● **Problem description**
Each record below should be printed exactly as it was written.

******

PR #998, opened 2026-09-04
feat: Add Kubernetes worker manager

### LINKED ISSUE #958: Add a Kubernetes worker manager for Scaler
Allow Scaler to deploy workers on Kubernetes.

kincl:
Add a worker manager that provisions Scaler workers as bare Kubernetes Pods, owning the pod lifecycle directly (no Deployment or Job controller). A background watch detects externally deleted pods and signals the capacity coordinator to create replacements.

Other changes:
- Add CapacityCoordinator.request_reconcile() for external state changes
- Dockerfile: bake scaler into the image; make PYTHON_VERSION and PYTHON_REQUIREMENTS env vars optional in entrypoint.sh
- Add KinD integration test CI job to GitHub Actions workflow behind SCALER_KIND_TESTS=1 gate, with kind-test.sh script for cluster setup

Closes #958


.github/workflows/build-and-test.yml
```diff
@@ -136,3 +136,85 @@ jobs:
...
+          uv pip install --system build
+          python -m build --wheel
+          wheel_file=$(ls dist/*.whl | head -n 1)
+          uv pip install --system "${wheel_file}[kubernetes]"
+
+      - name: Install KinD
+        run: |
+          mkdir -p "${RUNNER_TEMP}/bin"
+          curl -Lo "${RUNNER_TEMP}/bin/kind" \
+            https://kind.sigs.k8s.io/dl/v0.27.0/kind-linux-amd64
```
magniloquency, line 186: Can we lift this version number into an env var?

docker/Dockerfile
```diff
@@ -1,12 +1,35 @@
...
+    capnproto capnproto-dev \
+    libuv-dev openssl-dev
+
 COPY --from=uv /uv /usr/local/bin/uv
 
+ENV UV_CACHE_DIR="/tmp/uv-cache" \
+    UV_PYTHON_INSTALL_DIR="/opt/python" \
+    PATH="/opt/opengris-scaler/bin:${PATH}"
+
+RUN uv python install 3.12 && \
```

******

● **Reply to the task**
PR #998, opened 2026-09-04
feat: Add Kubernetes worker manager

### LINKED ISSUE #958: Add a Kubernetes worker manager for Scaler
Allow Scaler to deploy workers on Kubernetes.

kincl:
Add a worker manager that provisions Scaler workers as bare Kubernetes Pods, owning the pod lifecycle directly (no Deployment or Job controller). A background watch detects externally deleted pods and signals the capacity coordinator to create replacements.

Other changes:
- Add CapacityCoordinator.request_reconcile() for external state changes
- Dockerfile: bake scaler into the image; make PYTHON_VERSION and PYTHON_REQUIREMENTS env vars optional in entrypoint.sh
- Add KinD integration test CI job to GitHub Actions workflow behind SCALER_KIND_TESTS=1 gate, with kind-test.sh script for cluster setup

Closes #958


.github/workflows/build-and-test.yml
```diff
@@ -136,3 +136,85 @@ jobs:
...
+          uv pip install --system build
+          python -m build --wheel
+          wheel_file=$(ls dist/*.whl | head -n 1)
+          uv pip install --system "${wheel_file}[kubernetes]"
+
+      - name: Install KinD
+        run: |
+          mkdir -p "${RUNNER_TEMP}/bin"
+          curl -Lo "${RUNNER_TEMP}/bin/kind" \
+            https://kind.sigs.k8s.io/dl/v0.27.0/kind-linux-amd64
```
magniloquency, line 186: Can we lift this version number into an env var?

docker/Dockerfile
```diff
@@ -1,12 +1,35 @@
...
+    capnproto capnproto-dev \
+    libuv-dev openssl-dev
+
 COPY --from=uv /uv /usr/local/bin/uv
 
+ENV UV_CACHE_DIR="/tmp/uv-cache" \
+    UV_PYTHON_INSTALL_DIR="/opt/python" \
+    PATH="/opt/opengris-scaler/bin:${PATH}"
+
+RUN uv python install 3.12 && \
```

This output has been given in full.